I think my favorite project is actually the first grant I was awarded from NNLM-PNR in 2017! The project took an evidence-based approach to creating a data management planning toolkit aimed at health sciences researchers. After identifying a need to improve the data management planning resources that the library provides to the campus community, I proposed a grant to analyze data management plans from grant proposals at MSU, and then to interview principal investigators about their data management practices.
The research I conducted (with fantastic student research assistant Wangmo Tenzing) showed that most investigators practice internal data management in order to prevent data loss, to facilitate sharing within the research team, and to seamlessly continue their research during personnel turnover. However, it also showed that investigators still have room to grow in understanding specialized concepts like metadata and policies for reuse. I used the research results to inform a data management planning toolkit that includes guidance on facilitating findable, reusable, accessible, and reusable data—for example, using metadata standards, assigning licenses to their data, and publishing in data repositories. If you want to read more, I’ve published a talk and a paper about the project.
Q4: Are you working on anything new and exciting that you would like to share with us?
I’m getting my PhD right now from Humboldt University in Berlin (with advisor Vivien Petras), and my dissertation is a comparative study of qualitative secondary analysis and social media research. I’m still early in the process, but I’m loving the opportunity to take a deep dive into the topic of qualitative and social media data sharing.
Q5: To date, what is your favorite data tool?

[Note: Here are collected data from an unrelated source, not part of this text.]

PR #315, opened 2019-10-23
Arvind/pof

arvinda:
An initial pull request for the proof-of-fee design. I will send a new iteration in a day or so after more testing and debugging. 

If you want to review the current design please take a look; otherwise feel free to wait for the new iteration.


lib/common/models/TransactionModel.ts
```diff
@@ -6,4 +6,5 @@ export default interface TransactionModel {
   transactionTime: number;
   transactionTimeHash: string;
   anchorString: string;
+  feePaid: number;
```
mudiali: We also want to add the 'normalizedFee' for this block into this model. The thinking being is that once the TransactionModel is returned to the core, it has all the data it needs to validate the feePaid vs. the normalizedFee (see #322 for details). Any idea on how much change is required for that?

lib/bitcoin/IProofOfFeeConfig.ts
```diff
@@ -0,0 +1,22 @@
+
+/**
+ * Defines configuration of approximate sliding windows used in
+ * proof of fee calculation.
+ */
+export interface ISlidingWindowQuantileConfig {
```
mudiali: 1. For sidetree, only the classic OOP interfaces are prefixed with I. For such data holder objects, you can remove the I prefix.
2. Please create a models folder and put all such models in there.
3. Please create each class in a separate file in the models folder.

lib/bitcoin/BitcoinProcessor.ts
```diff
@@ -507,18 +548,31 @@ export default class BitcoinProcessor {
...
       // get the output coins in the transaction
-      if (!('vout' in transactions[transactionIndex])) {
+      if (!('vout' in transaction)) {
         // console.debug(`Skipping transaction ${transactionIndex}: no output coins.`);
         continue;
       }
 
-      try {
-        const outputs = transactions[transactionIndex].vout as Array<any>;
+      // Add the transaction to the sampler.  We filter out transactions with unusual
```
mudiali: As per our offline discussion, please filter out the 'sidetree' transactions as well.

lib/bitcoin/BitcoinProcessor.ts
```diff
@@ -82,6 +86,16 @@ export default class BitcoinProcessor {
...
 
+  /** proof of fee configuration */
+  private readonly proofOfFeeConfig: IProofOfFeeConfig;
+
+  private readonly quantileCalculator: SlidingWindowQuantileCalculator;
+
+  private readonly transactionSampler: ReservoirSampler;
+
+  /** satoshis per bitcoin */
+  private static readonly satoshiPerBTC = 100000000;
```
thehenrytsai: Nit: casing, should be `satoshiPerBtc`, but would actually prefer `satoshisPerBitcoin`.

lib/bitcoin/IProofOfFeeConfig.ts
```diff
@@ -0,0 +1,22 @@
...
+  windowSizeInBatches: number;
```
thehenrytsai: Can we find a different word term than `batch` 'coz every time I see it, I think of Sidetree operation batches, which I think is entirely different here. Perhaps `aggregation` or `grouping` or `set`?

lib/bitcoin/IProofOfFeeConfig.ts
```diff
@@ -0,0 +1,22 @@
...
+  batchSizeInBlocks: number;
+  feeApproximation: number;
```
thehenrytsai: Can we add documentation on what `feeApproximation` mean? Or if it is hard to explain at this level without looking at ValueApproximator, is it really necessary to expose this as a configurable parameter? Is it possible to hardcode to a particular value?

lib/bitcoin/SlidingWindowQuantileCalculator.ts
```diff
@@ -0,0 +1,307 @@
...
+ *
+ * For example, if we use approximation 2, the number 3 and 4 would be normalized to 3,
+ * 5,6,7,8 would be normalized to 4, and so on. Denormalization would denormalize 3 to 4,
+ * 4 to 8, and so on. If we take a number n, the number denormalize(normalize(n)) would be
+ * larger than n, but at most by a factor 2.
+ *
+ * We can replace 2 in the argument above with a value closer to 1 (say 1.1), and all values
+ * will be approximated by a factor at most 1.1.
+ */
+export class ValueApproximator {
```
thehenrytsai: Sorry, I am failing to confidently understand the class by reading the comments above without looking into the implementation. Is this class attempting to deterministically compact a number to its "order/magnitude"? Seems that's not the case, but the example you gave is not enough for me deduct the pattern (sorry for my low IQ).

lib/bitcoin/IProofOfFeeConfig.ts
```diff
@@ -0,0 +1,22 @@
...
+  sampleSize: number;
+  quantile: number;
```
thehenrytsai: Can we add comments on what this means.

lib/bitcoin/IProofOfFeeConfig.ts
```diff
@@ -0,0 +1,22 @@
+
+/**
+ * Defines configuration of approximate sliding windows used in
+ * proof of fee calculation.
+ */
+export interface ISlidingWindowQuantileConfig {
+  windowSizeInBatches: number;
+  batchSizeInBlocks: number;
+  feeApproximation: number;
+  sampleSize: number;
```
thehenrytsai: Can we add comments on what this means.

lib/bitcoin/BitcoinProcessor.ts
```diff
@@ -528,14 +582,80 @@ export default class BitcoinProcessor {
...
+    }
+
     return blockHash;
   }
 
+  private isBatchBoundary (block: number): boolean {
+    return (block + 1) % this.proofOfFeeConfig.transactionFeeQuantileConfig.batchSizeInBlocks === 0;
+  }
+
+  private getBatchId (block: number): number {
```
thehenrytsai: Design sanity: is this approach resilient to rollbacks? I have a suspicion that rollback needs to be handled. 2 strategies: either rollback when reorg happens; or only store samples that are older "enough" that reorg is mathematically impossible to occur.

lib/bitcoin/PsuedoRandomSampler.ts
```diff
@@ -0,0 +1,232 @@
...
+    // We have a full sampleSize of samples at this point.
+    // This element is picked to be in the sample with probability 1/streamSize
+    this.streamSize++;
+    if (this.psuedoRandomGenerator!.getBernoulliSample(this.sampleSize, this.streamSize) === 1) {
+
+      // If this element is picked, we need to decide which element to evict at random
+      const randIndex = this.psuedoRandomGenerator!.getRandomNumber(this.sampleSize);
+
+      // evict the current element at randIndex and store element instead
+      this.sample[randIndex] = element;
```
thehenrytsai: Design: what is the reason for the random stream (Bernoulli) selection/eviction strategy? Is it to save memory in case of "large sliding window"? If that's the case, I feel storing large number of transaction IDs and perform a static random selection at the end isn't a bad alternative, *if* it leads to easier to understand and/or less code.

lib/bitcoin/SlidingWindowQuantileCalculator.ts
```diff
@@ -0,0 +1,307 @@
...
+
+    // calculate and materialize the quantile as of this batchId
+    const quantile = this.calculateCurrentQuantile();
+    this.historicalQuantiles.set(batchId, quantile);
+
+    // store it into mongo store
+    const quantileInfo = {
+      batchId,
+      quantile,
+      batchFreqVector: runLengthEncode(batchFrequencyVector)
```
thehenrytsai: Design sanity: looks like only the "recent" `batchFreqVector` will be needed (for calculating the next quantile)? If that's the case, it doesn't look like there is code for deleting those no-longer-needed batchFrequency vectors from MongoDB. Which leads to the next question: maybe it is fine having to recompute some quantiles when the service restarts and thus we don't store the `batchFreqVector`?

lib/bitcoin/BitcoinProcessor.ts
arvinda: Good catch. I missed rollbacks. I went with the first approach since the second approach relies on probabilistic assumptions regarding rollbacks. The current code is designed to work for any rollback value.

arvinda: To also simplify the code, I rollback to a "batch" boundary when I can reset state cleanly. The assumption here is that rollbacks are rare events. If we know otherwise, we can avoid rollbacks to batch boundaries for "recent" rollbacks - I would suggest implementing this only if we have a data point suggesting the current solution is expensive.

lib/bitcoin/BitcoinProcessor.ts
```diff
@@ -2,15 +2,19 @@ import * as httpStatus from 'http-status';
 import MongoDbTransactionStore from '../common/MongoDbTransactionStore';
 import nodeFetch, { FetchError, Response, RequestInit } from 'node-fetch';
 import ErrorCode from '../common/SharedErrorCode';
+import FeeModel from '../common/models/FeeModel';
 import ReadableStream from '../common/ReadableStream';
 import RequestError from './RequestError';
 import ServiceInfo from '../common/ServiceInfoProvider';
 import ServiceVersionModel from '../common/models/ServiceVersionModel';
+import { SlidingWindowQuantileCalculator } from './SlidingWindowQuantileCalculator';
```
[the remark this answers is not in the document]
arvinda: Done. Thx.

lib/bitcoin/BitcoinProcessor.ts
```diff
@@ -528,14 +582,80 @@ export default class BitcoinProcessor {
...
+    return (inputSatoshiSum - outputSatoshiSum);
+  }
+
   private async addValidSidetreeTransactionsFromVOutsToTransactionStore (
     allVOuts: Array<any>,
     transactionIndex: number,
     transactionBlock: number,
-    transactionHash: any): Promise<void> {
+    transactionHash: any,
+    transactionFee: number): Promise<void> {
```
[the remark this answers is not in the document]
arvinda: Good suggestion. I have pushed the fee calculation to inside the addValidSidetree... function and it happens only if all error cases are ruled out.

lib/bitcoin/BitcoinProcessor.ts
```diff
@@ -91,6 +105,17 @@ export default class BitcoinProcessor {
     this.bitcoinFee = config.bitcoinFee;
     this.genesisBlockNumber = config.genesisBlockNumber;
     this.transactionStore = new MongoDbTransactionStore(config.mongoDbConnectionString, config.databaseName);
+    this.proofOfFeeConfig = config.proofOfFeeConfig;
```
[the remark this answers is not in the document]
arvinda: Yes. How do you guys do such dependencies? Should I start a new PR for ion?

lib/common/models/TransactionModel.ts
arvinda: Sure, makes sense and it would not be a lot of code. This suggests we can remove the getFee() api change, right?

lib/bitcoin/BitcoinProcessor.ts
arvinda: Done.

lib/bitcoin/IProofOfFeeConfig.ts
```diff
@@ -0,0 +1,22 @@
...
+  quantile: number;
+}
+
+/**
+ * Defines configuration of proof of fee calculation.
+ */
+export interface IProofOfFeeConfig {
```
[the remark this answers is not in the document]
arvinda: Took the suggestion.

lib/bitcoin/SlidingWindowQuantileMongoStore.ts
```diff
@@ -0,0 +1,104 @@
...
+    const collectionNames = collections.map(collection => collection.collectionName);
+
+    if (collectionNames.includes(SlidingWindowQuantileMongoStore.quantileCollectionName)) {
+      console.info('Quantile collection already exists.');
+      return db.collection(SlidingWindowQuantileMongoStore.quantileCollectionName);
+    } else {
+      console.info('Quantile collection does not exists, creating...');
+      const quantileCollection = await db.createCollection(SlidingWindowQuantileMongoStore.quantileCollectionName);
+      await quantileCollection.createIndex({ batchId: 1 }, { unique: true });
+      console.info('Transaction collection created.');
```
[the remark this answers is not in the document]
arvinda: :-) Fixed.

lib/bitcoin/PsuedoRandomSampler.ts
arvinda: We discussed this in our previous meeting. I simplified the reservoir sampling to not use two psuedorandom calls. The sampling code is around 4 lines - I am not sure if the static sampling would be much simpler.

lib/bitcoin/SlidingWindowQuantileCalculator.ts
arvinda: We discussed this at length in the last meeting. You are correct that only the recent "batchFreqVector" values are needed. However, with the run length compression and value approximation, batchFreqVector values are really small strings, so I believe it is not worth the coding complexity to remove them. 

Recomputing quantiles when service restarts is probably not a good idea: we want windows to be very large to keep proof-of-fee values smooth; further, this would complicate the bitcoinprocessor code - the recomputation would be doing everything the regular scan is doing but storing the sidetree transactions in the transaction store.

arvinda: I am going to mark this as resolved - please feel free to revive it if necessary.

lib/bitcoin/PsuedoRandomSampler.ts
```diff
@@ -0,0 +1,232 @@
...
+    if (this.streamSize < this.sampleSize) {
+      this.sample[this.streamSize] = element;
+      this.streamSize++;
+      return;
+    }
+
+    // We have a full sampleSize of samples at this point.
+    // This element is picked to be in the sample with probability 1/streamSize
+    this.streamSize++;
+    if (this.psuedoRandomGenerator!.getBernoulliSample(this.sampleSize, this.streamSize) === 1) {
```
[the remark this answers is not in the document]
arvinda: I have changed the code to remove calls to getBernoulliSample. Please check.

lib/bitcoin/SlidingWindowQuantileMongoStore.ts
```diff
@@ -0,0 +1,104 @@
...
+export interface QuantileInfo {
+  batchId: number;
+  quantile: number;
+  batchFreqVector: number[];
+}
+
+/**
+ * MongoDB store for sliding window quantile information.
+ */
+export class SlidingWindowQuantileMongoStore {
```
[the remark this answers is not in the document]
arvinda: Changed the name to the suggested value.

lib/bitcoin/BitcoinProcessor.ts
arvinda: Went with satoshisPerBitcoin

lib/bitcoin/PsuedoRandomSampler.ts
```diff
@@ -0,0 +1,232 @@
...
+}
+
+/**
+ * Implement the reservoir sampling technique which maintains a uniform random
+ * sample over a "stream" of unknown size (https://en.wikipedia.org/wiki/Reservoir_sampling)
+ *
+ * We can add any number of elements to be considered for sampling and at any point request
+ * a sample of preconfigured size over the elements that have been added so far.
+ */
+export class ReservoirSampler {
```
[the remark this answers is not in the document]
arvinda: Done.

lib/bitcoin/SlidingWindowQuantileCalculator.ts
```diff
@@ -0,0 +1,307 @@
...
+ * Define a sliding window quantile calculator that computes
+ * approximate quantiles over a sliding window. Elements
+ * are added to sliding windows in batches, where each bag
+ * is a collection of values. The sliding window size is
+ * specified in number of batches: when the i'th batch is added,
+ * all the elements added in (i-N)th batch are removed where
+ * N is the size of the sliding window.
+ *
+ */
+export class SlidingWindowQuantileCalculator {
```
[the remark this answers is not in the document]
arvinda: Took the suggestion.

lib/bitcoin/SlidingWindowQuantileCalculator.ts
arvinda: Yes - with the guarantee that we lose a configurable amount in accuracy during this step.

lib/bitcoin/IProofOfFeeConfig.ts
arvinda: went with groupId

lib/bitcoin/IProofOfFeeConfig.ts
arvinda: Implemented these suggestions.

arvinda: Implemented these suggestions.

lib/bitcoin/PsuedoRandomSampler.ts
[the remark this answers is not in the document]
arvinda: Took the suggestion.

lib/bitcoin/SlidingWindowQuantileCalculator.ts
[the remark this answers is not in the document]
arvinda: Took the suggestion.

lib/bitcoin/IProofOfFeeConfig.ts
arvinda: I went with 'group'.

lib/common/models/TransactionModel.ts
arvinda: Added a number, normalizedFee.

lib/bitcoin/BitcoinProcessor.ts
```diff
@@ -507,18 +548,31 @@ export default class BitcoinProcessor {
...
+      // not worth the cost for an approximate measure.
+      const inputsCount = (transaction.vin as Array<any>).length;
+      if (inputsCount <= this.proofOfFeeConfig.maxTransactionInputCount) {
+        this.transactionSampler.addElement(transaction.txid);
+      }
 
-        await this.addValidSidetreeTransactionsFromVOutsToTransactionStore(outputs, transactionIndex, block, blockHash);
+      try {
+        const outputs = transaction.vout as Array<any>;
+        const transactionFee = await this.getTransactionFeeInSatoshi(transaction.txid);
```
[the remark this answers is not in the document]
arvinda: Took the suggestion (Ali had the same one as well).

lib/bitcoin/BitcoinProcessor.ts
```diff
@@ -528,14 +582,80 @@ export default class BitcoinProcessor {
...
+    let inputSatoshiSum = 0;
+    for (let i = 0 ; i < xact.vin.length ; i++) {
+      const xactOutValue = await this.getTransactionOutValueInSatoshi(xact.vin[i].txid, xact.vin[i].vout);
+      inputSatoshiSum += xactOutValue;
+    }
+
+    // transaction outputs in satoshis
+    const xactOuts: number[] = xact.vout.map((v: any) => Math.round((v.value as number) * BitcoinProcessor.satoshiPerBTC));
+
+    const outputSatoshiSum = xactOuts.reduce((s, v) => s + v, 0);
```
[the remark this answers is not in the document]
arvinda: Took the suggestion.

lib/bitcoin/IProofOfFeeConfig.ts
arvinda: Added.

lib/bitcoin/IProofOfFeeConfig.ts
arvinda: Took the suggestion.

lib/bitcoin/IProofOfFeeConfig.ts
```diff
@@ -0,0 +1,22 @@
...
+  transactionFeeQuantileConfig: ISlidingWindowQuantileConfig;
+  quantileScale: number;
```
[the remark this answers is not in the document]
arvinda: Sure, makes sense. I remove this parameter.

lib/bitcoin/BitcoinProcessor.ts
```diff
@@ -528,14 +582,80 @@ export default class BitcoinProcessor {
...
+    return (block + 1) % this.proofOfFeeConfig.transactionFeeQuantileConfig.batchSizeInBlocks === 0;
+  }
+
+  private getBatchId (block: number): number {
+    return Math.floor(block / this.proofOfFeeConfig.transactionFeeQuantileConfig.batchSizeInBlocks);
+  }
+
+  /** Get the transaction out value in satoshi, for a specified output index */
+  private async getTransactionOutValueInSatoshi (txid: string, outIdx: number) {
+    const xact = await this.rpcCall({
```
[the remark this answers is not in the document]
arvinda: xact is a standard shorthand for transaction in the database community :-) I did expand all names that could find.

lib/bitcoin/BitcoinProcessor.ts
```diff
@@ -528,14 +582,80 @@ export default class BitcoinProcessor {
...
+      params: [
+        txid,  // transaction id
+        true   // verbose
+      ]
+    });
+
+    // output with the desired index
+    const vout = xact.vout.find((v: any) => v.n === outIdx);
+
+    return Math.round(vout.value * BitcoinProcessor.satoshiPerBTC);
```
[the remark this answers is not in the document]
arvinda: I remember fixing a bug sometime back - for some reason this value turned out to be non-integral - something like x.99999999, perhaps because satoshiperBTC is a really large number.

lib/bitcoin/SlidingWindowQuantileCalculator.ts
```diff
@@ -0,0 +1,307 @@
...
+  public async add (batchId: number, batch: number[]): Promise<void> {
+
+    // Our historical quantiles storage logic relies on batchIds being
+    // consecutive numbers: explicitly check this fact.
+    if (this.prevBatchId) {
+      if (this.prevBatchId + 1 !== batchId) {
+        throw Error(`Quantile calculator batchIds not sequential`);
+      }
+    }
+    this.prevBatchId = batchId;
```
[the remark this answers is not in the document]
arvinda: Sure - I moved this to the very end.

lib/bitcoin/SlidingWindowQuantileCalculator.ts
```diff
@@ -0,0 +1,307 @@
...
+  private mongoStore: SlidingWindowQuantileMongoStore;
+
+  /**
+   * Construct a sliding window quantile computer with specified
+   * approximation paramenters.
+   */
+  public constructor (approximation: number,
+    maxValue: number,
+    private readonly size: number,
+    private readonly quantileParameter: number,
```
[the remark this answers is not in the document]
arvinda: Added - please check.

lib/bitcoin/BitcoinProcessor.ts
```diff
@@ -507,18 +548,31 @@ export default class BitcoinProcessor {
 
     // console.debug(`Block ${block} contains ${transactions.length} transactions`);
 
+    // reseed source of psuedo-randomness to the blockhash
+    this.transactionSampler.resetPsuedoRandomSeed(blockHash);
```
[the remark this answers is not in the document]
arvinda: Good suggestion. All this code is now refactored into processBlockForPofCalculation().

lib/bitcoin/IProofOfFeeConfig.ts
arvinda: Yes, I have added. I think it is fine to hardcode this - but can we leave this on for now - we need to use this with many different values to get a good set of initial configuration values.

lib/bitcoin/BitcoinProcessor.ts
```diff
@@ -471,27 +493,37 @@ export default class BitcoinProcessor {
...
-        console.info(`reverted Transactions to block ${firstValidTransaction.transactionTime}`);
-        return firstValidTransaction.transactionTime;
+        console.debug(`Removing transactions since ${TransactionNumber.getBlockNumber(revertToTransactionNumber)}`);
+        await this.transactionStore.removeTransactionsLaterThan(revertToTransactionNumber);
+
+        // Reset transaction sampling
+        this.transactionSampler.clear();
+
+        // Revert the quantile calculator
+        await this.quantileCalculator.removeGroupsGreaterThanOrEqual(revertToBlockNumber + 1);
```
thehenrytsai: For my understanding, any particular reason why have `removeGroupsGreaterThanOREQUAL()` and pass a `+1` instead of just `removeGroupsGreaterThan()` and not pass a `+1`?

lib/bitcoin/BitcoinProcessor.ts
```diff
@@ -471,27 +493,37 @@ export default class BitcoinProcessor {
...
-      // Else we repeat the process using the newly reduced list of trasactions.
+      // We did not find a valid transaction - revert as much as the lowest height in the exponentially spaced
+      // transactions and repeat the process with a new reduced list of transactions.
+      const lowestHeight = exponentiallySpacedTransactions[exponentiallySpacedTransactions.length - 1].transactionTime;
+      const revertToTransactionNumber = TransactionNumber.construct(lowestHeight, 0);
+
+      console.debug(`Removing transactions since ${TransactionNumber.getBlockNumber(revertToTransactionNumber)}`);
+      await this.transactionStore.removeTransactionsLaterThan(revertToTransactionNumber);
     }
+
```
thehenrytsai: Sanity: We would have a an infinite loop if the first transaction in DB is invalid.

lib/bitcoin/BitcoinProcessor.ts
```diff
@@ -524,6 +556,96 @@ export default class BitcoinProcessor {
...
+    // Nothing was found
+    return undefined;
+  }
+
+  private isGroupBoundary (block: number): boolean {
+    return (block + 1) % ProtocolParameters.groupSizeInBlocks === 0;
+  }
+
+  private getgroupId (block: number): number {
```
thehenrytsai: use camelCase

lib/bitcoin/BitcoinProcessor.ts
```diff
@@ -458,6 +470,16 @@ export default class BitcoinProcessor {
     };
   }
 
+  /**
+   * For proof of fee calculation, blocks are grouped into fixed sized groups.
+   * This function rounds a block to the first block in its group and returns that
+   * value.
+   */
+  private roundToGroupBoundary (block: number): number {
+    const groupId = Math.floor(block / ProtocolParameters.groupSizeInBlocks);
```
thehenrytsai: Consider renaming to `getFirstBlockInGroup`. Also consider reusing `getgroupId()`.

lib/bitcoin/models/ProtocolParameters.ts
```diff
@@ -0,0 +1,28 @@
...
+  /** Size of the window in number of groups */
+  windowSizeInGroups: number;
+
+  /**
+   * Transaction fees of bitcoin transactions are rounded so that we need to store
+   * a smaller number of distinct values for computing quantiles. This parameter controls
+   * the rounding - higher the value, poorer the rounded value approximates the original fee,
+   * but lesser the space.
+   */
+  feeApproximation: number;
```
thehenrytsai: I don't think this is needed to be expose in v1.

lib/bitcoin/BitcoinProcessor.ts
```diff
@@ -319,16 +317,30 @@ export default class BitcoinProcessor {
...
+
+    const currentBlockNumber = await this.getCurrentBlockHeight();
+    if (block > currentBlockNumber) {
+      const error = `The input block number must be less than: ${currentBlockNumber}`;
+      console.error(error);
+      throw new RequestError(ResponseStatus.BadRequest, ErrorCode.BlockchainTimeOutOfRange);
+    }
+
+    const blockAfterHistoryOffset = Math.max(block - ProtocolParameters.historicalOffsetInBlocks, 0);
+    const groupId = Math.floor(blockAfterHistoryOffset / ProtocolParameters.groupSizeInBlocks);
```
thehenrytsai: Consider reusing `getgroupId()`.

lib/bitcoin/IProofOfFeeConfig.ts
```diff
@@ -0,0 +1,22 @@
...
+  maxTransactionInputCount: number;
```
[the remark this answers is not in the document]
mudiali: Done.

lib/bitcoin/PsuedoRandomSampler.ts
```diff
@@ -0,0 +1,232 @@
...
+      return;
+    }
+
+    // We have a full sampleSize of samples at this point.
+    // This element is picked to be in the sample with probability 1/streamSize
+    this.streamSize++;
+    if (this.psuedoRandomGenerator!.getBernoulliSample(this.sampleSize, this.streamSize) === 1) {
+
+      // If this element is picked, we need to decide which element to evict at random
+      const randIndex = this.psuedoRandomGenerator!.getRandomNumber(this.sampleSize);
```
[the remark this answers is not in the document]
mudiali: Crypto.getRandomValues doesn't take the seed value so we cannot use it :(

lib/bitcoin/BitcoinProcessor.ts
mudiali: Opened issue #329 to track this issue.

lib/bitcoin/models/ProtocolParameters.ts
mudiali: Will make the change in the subsequent integration changes with the core.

I’m really enjoying becoming more literate in R. We use RStudio Cloud in our workshops, and it simplifies the setup process for learners. I’m also keeping an eye on the development of Annotation for Transparent Inquiry (ATI), an annotation tool for qualitative research that’s being developed at the Qualitative Data Repository.
Q6: If you could give one piece of advice/words of wisdom to anyone interested in medical librarianship/data science what would that be?
Collaborate. Our library and academic communities are vibrant and varied, and I’ve done my most impactful work when partnering with colleagues and students. Data librarianship overlaps and connects with many fields, and it’s impossible to have expertise in everything. Working with collaborators allows me to extend my own knowledge, develop better ideas, and provide stronger data services on campus.